Past the prayer flags we found our way to the trail through the woods. We could tell that this trail is not often taken for two reasons. First, sadly, because there was no garbage on the trail and second, because while the path itself was worn, we had to do quite a bit a bushwhacking to get through the branches and such that had grown across the walkway. Our sunglasses doubled as protective eyewear. As we hiked, the dry nature of the environment became very apparent. Many of the plants have very waxy leaves (in order to retain moisture) and, unfortunately for us, many were also holly-like and had plenty of prickly points to catch at our clothing and skin as we walked by.
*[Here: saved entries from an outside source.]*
PR #624, opened 2026-05-29
Add --serialize-unsigned-transaction to the hashi CLI

Bridgerz:
Generalizes unsigned-transaction generation (previously only on `register --print-only`) into a uniform mode for every transaction-producing command, matching the Sui CLI so the output plugs directly into `sui keytool sign` + `sui client execute-signed-tx` (e.g. multisig).

- New global flags: `--serialize-unsigned-transaction`, `--sender`, `--gas`, `--gas-price` (and `--gas-budget` is now actually wired into the builder).
- Single shared `finalize()` in `sui_tx_executor`: build per mode (serialize-unsigned / dry-run / sign+submit); sender resolved from `--sender` or the keypair; serialize/dry-run need no keypair. The validator executor's `execute()` delegates to it.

As the elevation of the increased, we began to see more old man's beard (usnea) on the trees. We had noticed lichen growing at higher elevations on other hikes but in doing a little reading, it seems that this may be due more to the lichen's sensitivity to air pollution (it's very sensitive to sulfur dioxide) than to elevation. Also, if you are a health and/or biology nerd like me, this lichen is extra interesting because it has uses in traditional medicine. Look it up if you're interested (the link above is to Wikipedia so you may want to go beyond that to verify the information). 
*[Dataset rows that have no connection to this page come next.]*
PR #631, opened 2026-06-01
Add onchain committee handoff certs for reconfig

dlukegordon:


packages/hashi/sources/core/reconfig.move
```diff
@@ -42,26 +42,126 @@ entry fun start_reconfig(
 entry fun end_reconfig(
     self: &mut Hashi,
     mpc_public_key: vector<u8>,
-    cert: CommitteeSignature,
+    mpc_cert: CommitteeSignature,
+    guardian_handoff_cert: CommitteeSignature,
     ctx: &TxContext,
```
bmwill, line 53: I think we may want to actually break this up into a pre-step that can run in parallel with the mpc key resharing.

We can have the old committee submit their handoff cert (i would probably just drop the "guardian" from the name) and then store that in `pending_epoch_change` (we can expand that from being just an Option<u64>) and then on end_reconfig we require that to be present (when not doing genesis/dkg) at which point we can store the sig

packages/hashi/sources/core/committee/committee_set.move
```diff
@@ -33,11 +34,17 @@ public(package) fun create(ctx: &mut TxContext): CommitteeSet {
         members: sui::bag::new(ctx),
         epoch: 0,
         committees: sui::bag::new(ctx),
+        guardian_handoffs: sui::bag::new(ctx),
```
bmwill: idk if we need to have a whole new bag, we could always just store it the `committees` bag using a Handoff { epoch } key.

bmwill:
@Bridgerz can you also take a look at this PR.

zhouwfang:
Is this PR ready for review or still a draft?

dlukegordon:
> Is this PR ready for review or still a draft?

@zhouwfang It is a draft since I don't think it's ready to merge yet, but I'd like people's opinion on the general approach here.

zhouwfang:
> > Is this PR ready for review or still a draft?
> 
> @zhouwfang It is a draft since I don't think it's ready to merge yet, but I'd like people's opinion on the general approach here.

I see. My previous understanding of a draft was "work in progress" and not "ready for review" according to github definition:
Screenshot 2026-06-17 at 12 03 33 PM

Happy to take a look.

dlukegordon:
> > > Is this PR ready for review or still a draft?
> > 
> > 
> > @zhouwfang It is a draft since I don't think it's ready to merge yet, but I'd like people's opinion on the general approach here.
> 
> I see. My previous understanding of a draft was "work in progress" and not "ready for review" according github definition: Screenshot 2026-06-17 at 12 03 33 PM
> 
> Happy to take a look.

Thank you, yes that is the normal definition and I guess I am being confusing.

packages/hashi/sources/core/reconfig.move
```diff
@@ -42,26 +42,126 @@ entry fun start_reconfig(
...
     assert!(self.committee_set().is_reconfiguring(), ENotReconfiguring);
+    let from_epoch = self.committee_set().epoch();
     let next_epoch = self.committee_set().pending_epoch_change().destroy_some();
     let next_committee = self.committee_set().get_committee(next_epoch);
+    let new_committee = *next_committee;
     let message = ReconfigCompletionMessage { epoch: next_epoch, mpc_public_key };
-    self.verify_with_committee(next_committee, message, cert);
+    self.verify_with_committee(next_committee, message, mpc_cert);
+
+    self.verify_with_committee(self.current_committee(), new_committee, guardian_handoff_cert);
```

Old man's beard adds a mystical effect to the forest

More fall colors

When we finally made it up to the monastery, our first sight was of the monks playing soccer with some students from RTC (they had taken the trek with the 80% grade right from campus and had camped overnight at the monastery). They greeted us and then continued with their match.





Before sitting down for lunch, we took in the sweeping views of the Thimphu Valley.


Chorten and valley

It's hard to tell at first but those aren't all clouds, they're the high Himalayas!
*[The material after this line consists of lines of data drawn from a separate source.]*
PR #632, opened 2026-06-01
Refactor key DB to pubkey-keyed storage with committee-walk GC

zhouwfang:
#163

### DIFF
--- a/crates/hashi/src/db.rs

Thimphu Valley. Buddha Dorndema in the foreground,
Himalayas in the background. 

The building that houses the butter lamps. 


Chortens and prayer flags near the monastery

After exploring a bit, it was time for lunch. We chose a spot in the sun and sat down to eat. The dogs were very interested in us! I used Julia's trekking pole to somewhat successfully keep them away. Perhaps that's why I was still sitting while others ended up standing.


The monastery itself was very recently renovated, evident by the state of the brightly painted exterior decorations and detailing. It's all hand-painted and quite breathtaking.




After eating, we were allowed to go inside the monastery and see the altar room, which almost automatically forces you into a mindful state as you take in the intricate details on the statues, murals and various alter decorations. However, photos are not allowed so unfortunately we can not offer visuals of the room. One wall of the main room is devoted to the three large Buddha statues symbolizing the past, present and future. Above the Buddhas, on the wall, was a banner of beautifully carved and colorfully painted flowers. Some of the Buddhas were draped with colorful fabric scarves. Just in from of the Buddhas was the altar that held various offerings, including money, food items, water, butter sculptures, which are magnificent in their detail. Below is a picture of a butter sculpture that I found online. You can get an idea of what they look like as well as what a typical altar room looks like (murals on the walls, etc.). In a secondary room, there was also a large golden statue of Zhabdrung Ngawang Namgyel – the 'founding Father' of Bhutan in the 17th century.

Butter sculpture

We were able to take pictures of the murals that covered that walls of the monastery entrance and the hallway that led up to the altar room. They had a dark background and were very sinister and under-worldly in nature, featuring skeletons, demons, and exposed entrails. Himalayan Buddhism is a world haunted by evil spirits, demons, and demonesses. This is a result of Buddhism transposing itself onto much more animistic and shamanistic ancient religions of the region such as the Bon religion in Bhutan. You can see a few images below.




As we said goodbye to the monks and students and headed back down the mountain, the late afternoon light was beginning to fade and cast longer shadows that brightened the fall colors around us. On the way down we stopped to relax in the sun among the prayer flags before continuing on our way. It was truly a beautiful day and both Matt and I agreed that it was our favorite hike thus far in Bhutan.